Closed Gautam-Rajeev closed 9 months ago
@GautamR-Samagra I would like to work on it
@rishav-eulb Please go ahead!!!
Do we have any dataset @ChakshuGautam @GautamR-Samagra
Odia Dictionary.pdf We want to create a parser that parses this to a Dataset.
@GautamR-Samagra could you upload some examples of the kind of sentences that are causing problems? would be helpful for testing. It is a bit unclear to me what the process is and how transliteration figures into it.

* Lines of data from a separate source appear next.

PR #3457, opened 2021-11-03
Spark: Improve performance of expire snapshot by not double-scanning retained Snapshots

szehon-ho:
Expire snapshots can take a long time for large tables with millions of files and thousands of snapshots/manifests.

One cause is the calculation of files to be deleted.  The current algorithm is:

-  Find the reachability graph of all snapshots before expiration
-  Find reachability graph of all snapshots after expiration
-  Subtract the second from the first, these are files to delete
 
But this explores every retained snapshot twice.  Example: any periodic expire-snapshot job that expires 1 snapshot needs to explore all n-1 snapshots twice.

Proposal:

- Find reachability graph of all snapshots after expiration
- Find reachability graph of expired snapshots (if only a few expired, should be much smaller set)
- Subtract the first from the second, these are files to delete

Implementation: For expired-snapshot scan, change the original spark query of metadata tables to custom spark jobs that only explore from expired snapshot(s).

Note: The new expired-snapshot scan duplicates manifestList scan logic to handle "write.manifest-lists.enabled"="false" flag, but unfortunately the functionality seems broken without this change and so not possible to test currently.  Added a test for demonstration purpose.

PR #2518, opened 2021-04-26
Spark: Remove deletefiles when expiring snapshots.

coolderli:
When expiring snapshots, the deletefiles should be deleted.

PR #2510, opened 2021-04-25
Core: Add content field to ManifestTable Schema.

coolderli:
We need to add the content field to the schema of AllManifestsTable, so that we can get the type of manifest for expiration processing.

PR #4629, opened 2022-04-25
Spark: Add positional and equality delete file count to ExpireSnapshot results

szehon-ho:
Currently both the ExpireSnapshot SparkAction and Procedure return 'deletedDataFileCount' but this includes delete files.

Now return deletedPositionalDeleteFiles and deletedEqualityDeleteFiles as separate values, and take them out of deletedDataFiles.


dramaticlly:
from what I can tell, all Spark share the similar interface, so looks like Spark3.2 is updated with new results but [Spark 2.4](https://github.com/apache/iceberg/blob/master/spark/v2.4/spark/src/main/java/org/apache/iceberg/spark/actions/BaseExpireSnapshotsSparkAction.java#L274) is still unhappy per CI failure 

```
/home/runner/work/iceberg/iceberg/spark/v2.4/spark/src/main/java/org/apache/iceberg/spark/actions/BaseExpireSnapshotsSparkAction.java:274: error: constructor BaseExpireSnapshotsActionResult in class org.apache.iceberg.actions.BaseExpireSnapshotsActionResult cannot be applied to given types;

    return new BaseExpireSnapshotsActionResult(dataFileCount.get(), manifestCount.get(), manifestListCount.get());
           ^
```

spark/v3.2/spark/src/main/java/org/apache/iceberg/spark/actions/BaseExpireSnapshotsSparkAction.java
```diff
@@ -243,23 +246,28 @@ private BaseExpireSnapshotsActionResult deleteFiles(Iterator<Row> expired) {
...
-              break;
-            case MANIFEST:
-              manifestCount.incrementAndGet();
-              LOG.debug("Deleted Manifest: {}", file);
-              break;
-            case MANIFEST_LIST:
-              manifestListCount.incrementAndGet();
-              LOG.debug("Deleted Manifest List: {}", file);
-              break;
+          if (type.equalsIgnoreCase(FileContent.DATA.name())) {
```
dramaticlly, line 249: nit: would it be better to switch the position such as 
`FileContent.DATA.name().equalsIgnoreCase(type)`

to provide better guarantee if type is null?

core/src/main/java/org/apache/iceberg/actions/BaseExpireSnapshotsActionResult.java
```diff
@@ -22,13 +22,19 @@
 public class BaseExpireSnapshotsActionResult implements ExpireSnapshots.Result {
 
   private final long deletedDataFilesCount;
+  private final long deletedPosDeleteFilesCount;
+  private final long deletedEqDeleteFilesCount;
   private final long deletedManifestsCount;
   private final long deletedManifestListsCount;
 
   public BaseExpireSnapshotsActionResult(long deletedDataFilesCount,
+                                         long deletedPosDeleteFilesCount,
```
dramaticlly, line 31: It's also used in Spark 2.4 code https://github.com/apache/iceberg/blob/master/spark/v2.4/spark/src/main/java/org/apache/iceberg/spark/actions/BaseExpireSnapshotsSparkAction.java#L274

spark/v3.2/spark/src/main/java/org/apache/iceberg/spark/actions/BaseExpireSnapshotsSparkAction.java
```diff
@@ -243,23 +246,28 @@ private BaseExpireSnapshotsActionResult deleteFiles(Iterator<Row> expired) {
...
+            eqDeleteFileCount.incrementAndGet();
+            LOG.trace("Deleted Equality Delete File: {}", file);
+          } else if (type.equalsIgnoreCase(MANIFEST)) {
+            manifestCount.incrementAndGet();
+            LOG.debug("Deleted Manifest: {}", file);
+          } else if (type.equalsIgnoreCase(MANIFEST_LIST)) {
+            manifestListCount.incrementAndGet();
+            LOG.debug("Deleted Manifest List: {}", file);
+          } else {
+            throw new ValidationException("Illegal Type: %s", type);
```
aokolnychyi, line 265: nit: `Illegal file type` to be more precise?

spark/v3.2/spark/src/main/java/org/apache/iceberg/spark/actions/BaseSparkAction.java
```diff
@@ -176,16 +184,55 @@ protected Dataset<Row> loadMetadataTable(Table table, MetadataTableType type) {
...
+
+    public String getType() {
+      return type;
+    }
+
+    public void setType(String type) {
+      this.type = type;
+    }
+
+    public static ContentFileTypeBean toContentFilePathBean(ContentFile contentFile) {
```
aokolnychyi, line 231: nit: `ContentFile<?>`

spark/v3.2/spark/src/main/java/org/apache/iceberg/spark/actions/BaseSparkAction.java
```diff
@@ -176,16 +184,55 @@ protected Dataset<Row> loadMetadataTable(Table table, MetadataTableType type) {
...
 
     @Override
-    public Iterator<String> call(ManifestFileBean manifest) {
-      return new ClosingIterator<>(ManifestFiles.readPaths(manifest, io.getValue()).iterator());
+    public Iterator<ContentFileTypeBean> call(ManifestFileBean manifest) {
+      switch (manifest.content()) {
+        case DATA:
+          return CloseableIterator.transform(
+              ManifestFiles.read(manifest, table.getValue().io(), table.getValue().specs()).iterator(),
+              ContentFileTypeBean::toContentFilePathBean);
```
aokolnychyi, line 200: Question: can we use a wrapper instead of creating a bean for every entry? I am a little worried about the number of generated instances and GC.

Would something like this work?

```
private CloseableIterator<ContentFileTypeBean> entries(ManifestFileBean manifest) {
  ContentFileTypeBean contentFileType = new ContentFileTypeBean();

  switch (manifest.content()) {
    case DATA:
      return CloseableIterator.transform(
          ...,
          contentFileType::wrap);
    case DELETES:
      return CloseableIterator.transform(
          ...,
          contentFileType::wrap);
    default:
      throw new IllegalArgumentException("Unsupported manifest content type:" + manifest.content());
  }
}
```

```
  public static class ContentFileTypeBean implements Serializable {
    private String file;
    private String type;

    public ContentFileTypeBean wrap(ContentFile<?> contentFile) {
      this.file = contentFile.path().toString();
      this.type = contentFile.content().toString();
      return this;
    }
  ...
}
```

core/src/main/java/org/apache/iceberg/actions/BaseExpireSnapshotsActionResult.java
aokolnychyi: We don't have to implement the same functionality for older versions in this PR.
Maybe, just keep the old constructor for older Spark versions?

spark/v3.2/spark/src/main/java/org/apache/iceberg/spark/actions/BaseSparkAction.java
szehon-ho: Hm a little confused how this will work, In the end, won't the iterator.next() always the same instance with same file/type which is incorrect?

api/src/main/java/org/apache/iceberg/actions/ExpireSnapshots.java
```diff
@@ -101,6 +101,16 @@ interface Result {
      */
     long deletedDataFilesCount();
 
+    /**
+     * Returns the number of deleted equality delete files.
+     */
+    long deletedEqDeleteFileCount();
```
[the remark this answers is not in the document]
szehon-ho: Makes sense, changed.

spark/v3.2/spark/src/main/java/org/apache/iceberg/spark/procedures/ExpireSnapshotsProcedure.java
```diff
@@ -52,6 +52,8 @@ public class ExpireSnapshotsProcedure extends BaseProcedure {
 
   private static final StructType OUTPUT_TYPE = new StructType(new StructField[]{
       new StructField("deleted_data_files_count", DataTypes.LongType, true, Metadata.empty()),
+      new StructField("deleted_positional_data_files_count", DataTypes.LongType, true, Metadata.empty()),
```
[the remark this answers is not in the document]
szehon-ho: Whoops, good catch

spark/v3.2/spark/src/main/java/org/apache/iceberg/spark/actions/BaseSparkAction.java
```diff
@@ -176,16 +184,55 @@ protected Dataset<Row> loadMetadataTable(Table table, MetadataTableType type) {
...
 
-    ReadManifest(Broadcast<FileIO> io) {
-      this.io = io;
+    ReadManifest(Broadcast<Table> table) {
+      this.table = table;
     }
 
     @Override
-    public Iterator<String> call(ManifestFileBean manifest) {
-      return new ClosingIterator<>(ManifestFiles.readPaths(manifest, io.getValue()).iterator());
```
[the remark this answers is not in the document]
szehon-ho: Good catch

spark/v3.2/spark/src/main/java/org/apache/iceberg/spark/actions/BaseSparkAction.java
szehon-ho: I got rid of the Bean and replaced with Scala Tuple2, makes it a bit simpler to not have the boilerplate code, but still doesn't get rid of the new instance per row.  (Still not too comfortable to replace with one single wrapper instance).

spark/v3.2/spark/src/main/java/org/apache/iceberg/spark/actions/BaseSparkAction.java
```diff
@@ -122,18 +124,24 @@ protected Table newStaticTable(TableMetadata metadata, FileIO io) {
...
         .repartition(spark.sessionState().conf().numShufflePartitions()) // avoid adaptive execution combining tasks
         .as(Encoders.bean(ManifestFileBean.class));
 
-    return allManifests.flatMap(new ReadManifest(ioBroadcast), Encoders.STRING()).toDF(FILE_PATH);
+    return allManifests.flatMap(new ReadManifest(tableBroadcast), Encoders.bean(ContentFileTypeBean.class))
+        .toDF(FILE_PATH, FILE_TYPE);
+  }
+
+  // builds a DF of delete and data file paths by reading all manifests
+  protected Dataset<Row> buildValidContentFileDF(Table table) {
```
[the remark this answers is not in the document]
szehon-ho: It was to preserve the backward compatiblity of the other actions, which didn't care much about the type

core/src/main/java/org/apache/iceberg/actions/BaseExpireSnapshotsActionResult.java
szehon-ho: Kept old constructor for older Spark versions (deleteFileCounts initialized to 0)

szehon-ho: Kept old constructor for older Spark versions (deleteFileCounts initialized to 0)

spark/v3.2/spark/src/test/java/org/apache/iceberg/spark/actions/TestExpireSnapshotsAction.java
```diff
@@ -967,7 +990,77 @@ public void testExpireOlderThanWithRollbackAndMergedManifests() {
...
 
-    checkExpirationResults(1, 1, 1, result);
+    checkExpirationResults(1, 0, 0, 1, 1, result);
+  }
+
+  @Test
+  public void testExpireOlderThanWithDeleteFile() {
+    table.updateProperties()
+        .set(TableProperties.FORMAT_VERSION, "2")
+        .set(TableProperties.MANIFEST_MERGE_ENABLED, "false")
```
rajarshisarkar, line 1000: [Question] Any specific reason to disable the manifest merge?

szehon-ho: Yea as this test checks the exact list of files removed for ExpireSnapshots, I thought it's simpler to get the exact list if we don't have to deal with manifests auto-merging after some time, as then, I just need to get manifests from the latest snapshot.  

Though in this case, I tried and it seems not necessary as the auto-merge does not kick in (default is set high).  I was thinking to keep it in case the algorithm changes and manifests start merging, failing this test, but I am open if it's better to remove it.

spark/v3.2/spark/src/main/java/org/apache/iceberg/spark/actions/BaseSparkAction.java
```diff
@@ -176,16 +186,35 @@ protected Dataset<Row> loadMetadataTable(Table table, MetadataTableType type) {
...
     @Override
-    public Iterator<String> call(ManifestFileBean manifest) {
-      return new ClosingIterator<>(ManifestFiles.readPaths(manifest, io.getValue()).iterator());
+    public Iterator<Tuple2<String, String>> call(ManifestFileBean manifest) {
+      return new ClosingIterator(entries(manifest));
+    }
+
+    public CloseableIterator<Tuple2<String, String>> entries(ManifestFileBean manifest) {
+      switch (manifest.content()) {
+        case DATA:
```
zinking, line 203: isn't this always DATA  in current imiplementation?

spark/v3.2/spark/src/main/java/org/apache/iceberg/spark/actions/BaseExpireSnapshotsSparkAction.java
```diff
@@ -243,23 +246,30 @@ private BaseExpireSnapshotsActionResult deleteFiles(Iterator<Row> expired) {
...
-              manifestCount.incrementAndGet();
-              LOG.debug("Deleted Manifest: {}", file);
-              break;
-            case MANIFEST_LIST:
-              manifestListCount.incrementAndGet();
-              LOG.debug("Deleted Manifest List: {}", file);
-              break;
+
+          if (FileContent.DATA.name().equalsIgnoreCase(type)) {
+            dataFileCount.incrementAndGet();
```
zinking, line 251: there must be away to use those enums properly.

spark/v3.2/spark/src/main/java/org/apache/iceberg/spark/actions/BaseSparkAction.java
```diff
@@ -176,16 +186,35 @@ protected Dataset<Row> loadMetadataTable(Table table, MetadataTableType type) {
...
+          return CloseableIterator.transform(
+              ManifestFiles.read(manifest, table.getValue().io(), table.getValue().specs()).iterator(),
```
zinking, line 205: this is not necessary, only path is needed.

spark/v3.2/spark/src/test/java/org/apache/iceberg/spark/actions/TestExpireSnapshotsAction.java
rajarshisarkar: I see, makes sense to me.

rajarshisarkar: I see, makes sense to me to keep the manifest merge as false here.

spark/v3.2/spark/src/main/java/org/apache/iceberg/spark/actions/BaseSparkAction.java
szehon-ho: What do you mean?  There are now manifest with two kind of ManifestContent, and both will get read by expireSnapshot scan to find the files to be deleted.

spark/v3.2/spark/src/main/java/org/apache/iceberg/spark/actions/BaseSparkAction.java
szehon-ho: I am not sure I got the comment, but this needs to get the FileContent of the file to get the total number in the end, right?

spark/v3.2/spark/src/main/java/org/apache/iceberg/spark/actions/BaseSparkAction.java
zinking: ManifestFileBean.content is always returning DATA looking from src

spark/v3.2/spark/src/main/java/org/apache/iceberg/spark/actions/BaseSparkAction.java
zinking: in the other pr, it was readPath, did this method open the data file ?

spark/v3.2/spark/src/main/java/org/apache/iceberg/spark/actions/BaseSparkAction.java
szehon-ho: Good catch, this seems it is working by chance, ManifestFiles.read() only checks to make sure content=Data, but doesn't use the content anywhere else in this path.  The file returned can still be delete or data file.

Not sure if it's worth to implement manifests.content field (I guess that's what was done in the original pr: #2518).   if there is not much use now, maybe we can do it in a separately and here just add a new method to ManifestFiles.files() that returns a Pair of type/path, similar to ManifestFiles.paths().  @aokolnychyi any preference?

szehon-ho: Yea after thinking, another option is to get replace  this altogether with a query on 'all_files' table, which should be coming soon.  It's a cleaner way as the complexity is kept within the metadata table, though requires to wait until that one.

api/src/main/java/org/apache/iceberg/actions/ExpireSnapshots.java
```diff
@@ -101,6 +101,16 @@ interface Result {
...
 
+    /**
+     * Returns the number of deleted equality delete files.
+     */
+    long deletedEqualityDeleteFilesCount();
+
+    /**
+     * Returns the number of deleted positional delete files.
+     */
+    long deletedPositionalDeleteFilesCount();
```
aokolnychyi, line 112: I think we use `positionDeleteFiles`, not `positionalDeleteFiles`. Better be consistent.

spark/v3.2/spark/src/main/java/org/apache/iceberg/spark/actions/BaseSparkAction.java
aokolnychyi: I am afraid we don't project `content` in manifests-related metadata tables but we should probably fix that. I discovered that in another use case. I can submit a PR for that.

spark/v3.2/spark/src/main/java/org/apache/iceberg/spark/procedures/ExpireSnapshotsProcedure.java
```diff
@@ -52,6 +52,8 @@ public class ExpireSnapshotsProcedure extends BaseProcedure {
 
   private static final StructType OUTPUT_TYPE = new StructType(new StructField[]{
       new StructField("deleted_data_files_count", DataTypes.LongType, true, Metadata.empty()),
+      new StructField("deleted_positional_delete_files_count", DataTypes.LongType, true, Metadata.empty()),
```
aokolnychyi, line 55: This should also be `position` vs `positional`.

spark/v3.2/spark/src/main/java/org/apache/iceberg/spark/actions/BaseExpireSnapshotsSparkAction.java
```diff
@@ -243,23 +246,30 @@ private BaseExpireSnapshotsActionResult deleteFiles(Iterator<Row> expired) {
...
+            LOG.trace("Deleted Data File: {}", file);
+          } else if (FileContent.POSITION_DELETES.name().equalsIgnoreCase(type)) {
+            posDeleteFileCount.incrementAndGet();
+            LOG.trace("Deleted Positional Delete File: {}", file);
+          } else if (FileContent.EQUALITY_DELETES.name().equalsIgnoreCase(type)) {
+            eqDeleteFileCount.incrementAndGet();
+            LOG.trace("Deleted Equality Delete File: {}", file);
+          } else if (type.equalsIgnoreCase(MANIFEST)) {
```
aokolnychyi, line 259: nit: switch type and `MANIFEST` to follow the new pattern?

spark/v3.2/spark/src/main/java/org/apache/iceberg/spark/actions/BaseExpireSnapshotsSparkAction.java
```diff
@@ -243,23 +246,30 @@ private BaseExpireSnapshotsActionResult deleteFiles(Iterator<Row> expired) {
...
+            manifestCount.incrementAndGet();
+            LOG.debug("Deleted Manifest: {}", file);
+          } else if (type.equalsIgnoreCase(MANIFEST_LIST)) {
```
aokolnychyi, line 262: nit: same here

spark/v3.2/spark/src/main/java/org/apache/iceberg/spark/actions/BaseExpireSnapshotsSparkAction.java
aokolnychyi: I think it is a mix of enums and other String constants. Seems fine to me.

spark/v3.2/spark/src/main/java/org/apache/iceberg/spark/actions/BaseSparkAction.java
szehon-ho: For reference, related pr : https://github.com/apache/iceberg/pull/2510

spark/v3.2/spark/src/main/java/org/apache/iceberg/spark/actions/BaseSparkAction.java
szehon-ho: Done, thanks for suggestion

spark/v3.2/spark/src/main/java/org/apache/iceberg/spark/actions/BaseSparkAction.java
szehon-ho: Ref: performance, yea I realized that all_entries table is not parallel in reading manifest-lists while commenting on #3457, sorry forgot to update here.

spark/v3.2/spark/src/main/java/org/apache/iceberg/spark/actions/BaseExpireSnapshotsSparkAction.java
szehon-ho: whoops missed these.

szehon-ho:
@aokolnychyi resolved all the comments, save the one about not having access to field ManifestFile 'content'.  I mean this still works as-is (just the ManifestContent=DELETES path is never taken though still returning delete files), but I can wait until that one goes in, either way.

szehon-ho:
@aokolnychyi when you have a chance, this now correctly utilizes 'content' field of manifest during the computation of valid files.

.palantir/revapi.yml
```diff
@@ -27,6 +27,12 @@ acceptedBreaks:
     - code: "java.method.addedToInterface"
       new: "method ThisT org.apache.iceberg.SnapshotUpdate<ThisT>::scanManifestsWith(java.util.concurrent.ExecutorService)"
       justification: "Accept all changes prior to introducing API compatibility checks"
+    - code: "java.method.addedToInterface"
```
aokolnychyi, line 30: I am okay with this given other changes, upcoming 1.0 and that it is mostly Iceberg itself that provides implementations of this interface. Even if someone has custom actions, they probably reuse the provided result implementation. 

If other folks are concerned, we could default the new methods.

.palantir/revapi.yml
```diff
@@ -27,6 +27,12 @@ acceptedBreaks:
...
+      new: "method long org.apache.iceberg.actions.ExpireSnapshots.Result::deletedEqualityDeleteFilesCount()"
+      justification: "Adding method to interface"
```
aokolnychyi, line 32: nit: Shall we be a little bit more specific?

api/src/main/java/org/apache/iceberg/ManifestContent.java
```diff
@@ -35,4 +35,12 @@ public enum ManifestContent {
   public int id() {
     return id;
   }
+
+  public static ManifestContent fromId(int id) {
+    switch (id) {
```
aokolnychyi, line 40: nit: would it be safer to throw an exception if `id` is unknown just in case?

core/src/main/java/org/apache/iceberg/actions/BaseExpireSnapshotsActionResult.java
```diff
@@ -22,13 +22,29 @@
...
     this.deletedDataFilesCount = deletedDataFilesCount;
+    this.deletedPosDeleteFilesCount = 0;
+    this.deletedEqDeleteFilesCount = 0;
+    this.deletedManifestsCount = deletedManifestsCount;
+    this.deletedManifestListsCount = deletedManifestListsCount;
+  }
+
+  public BaseExpireSnapshotsActionResult(long deletedDataFilesCount,
+                                         long deletedPosDeleteFilesCount,
+                                         long deletedEqDeleteFileCount,
```
aokolnychyi, line 42: nit: `File` -> `Files`

spark/v3.2/spark/src/main/java/org/apache/iceberg/spark/actions/BaseSparkAction.java
```diff
@@ -122,18 +128,29 @@ protected Table newStaticTable(TableMetadata metadata, FileIO io) {
     return new BaseTable(ops, metadataFileLocation);
   }
 
-  // builds a DF of delete and data file locations by reading all manifests
-  protected Dataset<Row> buildValidContentFileDF(Table table) {
+  // builds a DF of delete and data file path and type by reading all manifests
+  protected Dataset<Row> buildValidContentFileWithTypeDF(Table table) {
     JavaSparkContext context = JavaSparkContext.fromSparkContext(spark.sparkContext());
-    Broadcast<FileIO> ioBroadcast = context.broadcast(SparkUtil.serializableFileIO(table));
+    Broadcast<Table> tableBroadcast = context.broadcast(SerializableTable.copyOf(table));
```
aokolnychyi, line 134: Not directly related to this PR but should we just use `sparkContext` defined as the instance variable instead of creating a new wrapper in this method?

spark/v3.2/spark/src/main/java/org/apache/iceberg/spark/actions/BaseSparkAction.java
```diff
@@ -122,18 +128,29 @@ protected Table newStaticTable(TableMetadata metadata, FileIO io) {
...
 
     Dataset<ManifestFileBean> allManifests = loadMetadataTable(table, ALL_MANIFESTS)
-        .selectExpr("path", "length", "partition_spec_id as partitionSpecId", "added_snapshot_id as addedSnapshotId")
+        .selectExpr("content",
```
aokolnychyi, line 137: nit: you could probably move `content` on a new line as well.

spark/v3.2/spark/src/test/java/org/apache/iceberg/spark/actions/TestExpireSnapshotsAction.java
```diff
@@ -122,13 +140,18 @@ private Long rightAfterSnapshot(long snapshotId) {
     return end;
   }
 
-  private void checkExpirationResults(long expectedDatafiles, long expectedManifestsDeleted,
-      long expectedManifestListsDeleted, ExpireSnapshots.Result results) {
+  private void checkExpirationResults(long expectedDatafiles, long expectedPosDeleteFiles, long expectedEqDeleteFiles,
```
aokolnychyi, line 143: Thanks for fixing the indentation!

aokolnychyi (approved):
LGTM. I had a few mostly optional comments.

szehon-ho:
Thanks @aokolnychyi , @zinking , @dramaticlly , @rajarshisarkar for detailed reviews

The parsing of the dictionary into an unclean CSV file has been finished. Anyone interested in proceeding with the laborious task of data cleaning, please refer to the progress here: https://github.com/Samagra-Development/ai-tools/issues/106#issuecomment-1565186426 and feel free to reach out to me on discord - Virhs.#4402
EDIT: I have parsed a somewhat cleaner CSV file. This one should have lesser number of errors. Link to new CSV file - shrivastava95/odia-dictionary/mergegpt/parsed_dicts_merged/parsed_dict_merged_unclean.csv
Hi, is this issue solved? If anything else needs to be done, I would like to take it up! @shrivastava95 @ChakshuGautam
Working to solve the translation problem from [en-or-lang-dictionary].pdf to text refer my repo: https://github.com/wetleaf/OdiaToEnglish.git Method used: 1) Converting pdfs into the images 2) Over every images, identifying horizontal and vertical lines to get the cropped images 3) Inside cropped_images, finding contour boxes (coordinates around words) and then applying tesseract over these word images [word_images.png] 4) Now using the default format like [englsh] [partofspeech] [translated lang], we can arrange the output words by knowing there language. Format can be changed in write_text() method described in get_text.py 5) To get the language, we can simply check whether the symbols are from ascii number 32 to 127 except some common characters. and then claim it wheter it is english or other language.
I used English to Koya Odia dictionary [Odia.Dictionary.pdf] and output from the page 6 to page 9 is in output.txt. It yield good accuracy.
Current Problems: 1) there are some words which are mistranslating 2) Not a Generic Approach 3) Use hack like koya character do not lies in ascii range of english 4) High Processing Time (approx 100 sec on every page on CPU)
Got another idea:
4) (Postprocessing) Now after getting all the text. Rearrange the text using the preprocessed information (position of word in the image, size, horizontal line, vertical line etc.) in whatever way required .(can be done easily)
Problem: Main issue is to compare two images. Since we can not determine the font of image I. Therefore, we can not produce the text with same font. Therefore, not techniques like MSE, SSIM will directly works. Need a alternative which detects whether two images contains same text or not. Any Idea for this comparison.
Possible Solution: Images can be compared using siamese neural network which is used for signature verification.
Example image: images I1 = engimage I2 = oriimage I = img
@shrivastava95 can you link the work here with the tickets created recently and close this.
Currently in our queries, we are seeing some Odia words in largely English sentences in the queries being asked. We want to be able to convert these Odia words to English and get queries completely in English.
We need to develop a solution that takes in a mixed-language sentence (dominated by English) and returns a sentence completely in English
We use the following model for transliteration (link).